### EXERCISE INSTRUCTIONS
The data beneath this task has to be reprinted character for character.

[Opening DATASET ENTRIES section]

PR #72, opened 2022-01-21
fix: fixed first render bug with useData

oskarikerppo:


oskarikerppo:
This is another fix to the bug where first render has router.query return undefined.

[Closing DATASET ENTRIES section]

### RESPONSE TO THE EXERCISE
PR #72, opened 2022-01-21
fix: fixed first render bug with useData

oskarikerppo:


oskarikerppo:
This is another fix to the bug where first render has router.query return undefined.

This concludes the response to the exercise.